In light of all these problems, the IRS needs a servicewide strategy to identify and prioritize which additional tax forms to make e-file-capable, TIGTA recommended. As of June 2021, the IRS had identified 92 individual and business returns and 235 supplemental reporting forms that cannot be e-filed, TIGTA noted. The strategy should prioritize and schedule their rollout. The IRS agreed with this recommendation.

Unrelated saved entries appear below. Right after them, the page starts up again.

PR #11255, opened 2026-04-28
fix: correct ArrayPhysicalCast handling in assignment target

HarshitaKalani:
towards: https://github.com/lfortran/lfortran/issues/11248

### DIFF
--- a/src/libasr/codegen/asr_to_llvm.cpp
+++ b/src/libasr/codegen/asr_to_llvm.cpp
@@ -16530,6 +16530,68 @@ public:
         return fn;
     }
 
+    void emit_string_read_loop(ASR::ttype_t* elem_type, llvm::Type* llvm_elem_type,
+            llvm::Value* section_ptr, llvm::Value* size,
+            llvm::Value* str_src_data, llvm::Value* str_src_len,
+            llvm::Value* iostat, llvm::Value* str_offset,
+            ASR::expr_t* value_expr) {
+        std::string rt_name = "_lfortran_string_read_" +
+            ASRUtils::type_to_str_python_expr(elem_type, value_expr);
+        llvm::Function* str_fn = module->getFunction(rt_name);
+        if (!str_fn) {
+            llvm::FunctionType *ft = llvm::FunctionType::get(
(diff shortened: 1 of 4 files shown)


certik:
I am confused by the select rank test and how it corresponds to the fixes in this PR?

src/libasr/codegen/asr_to_llvm.cpp
```diff
@@ -16963,15 +17049,21 @@ class ASRToLLVMVisitor : public ASR::BaseVisitor<ASRToLLVMVisitor>
...
-                                    llvm::Value* stride_val = llvm::ConstantInt::get(
-                                        llvm::Type::getInt32Ty(context), 1);
-                                    if (ASR::is_a<ASR::Logical_t>(*elem_type)) {
-                                        int a_kind = ASRUtils::extract_kind_from_ttype_t(elem_type);
-                                        llvm::Value* kind_val = llvm::ConstantInt::get(context, llvm::APInt(32, a_kind));
-                                        builder->CreateCall(fn, {section_ptr, size, kind_val, stride_val, unit_val, iostat});
+                                    if (is_string) {
+                                        emit_string_read_loop(elem_type, llvm_elem_type,
+                                            section_ptr, size, str_src_data, str_src_len,
+                                            iostat, str_offset, idl->m_values[0]);
```
certik, line 17055: In main we were handling these reads uniformly.

Now we dispatch and handle strings by inserting a loop in LLVM instead of handling it at runtime. Cannot this be handled uniformly for all types?

certik (approved):
I think this is fine to merge, we can improve upon it later.

src/libasr/codegen/asr_to_llvm.cpp
certik: I think this was the issue:

In the LLVM backend's fast-path for implied-do reads (arr(j), j=start,
end), the descriptor branch had two issues: (1) it didn't load through the
allocatable/pointer descriptor before calling get_pointer_to_data, causing a
type-mismatch GEP assertion, and (2) it used the file-unit array read
function for internal reads where the unit is a string buffer.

TIGTA also found that the IRS has mostly not enforced penalties against corporations and partnerships for violating laws that mandate e-filing in some instances, such as for partnerships with more than 100 partners. In a sample of noncompliant paper filings, the IRS did not assess penalties against 93% of filers. The IRS should develop systemic processes to identify such business taxpayers and to ensure that penalties are consistently assessed. The IRS disagreed with these recommendations. In some cases, the IRS noted, it is unclear at the time of filing whether an e-filing mandate or exception to it applies, such as whether a corporation is filing 250 or more returns and has assets of $10 million or more that would generally require it to e-file.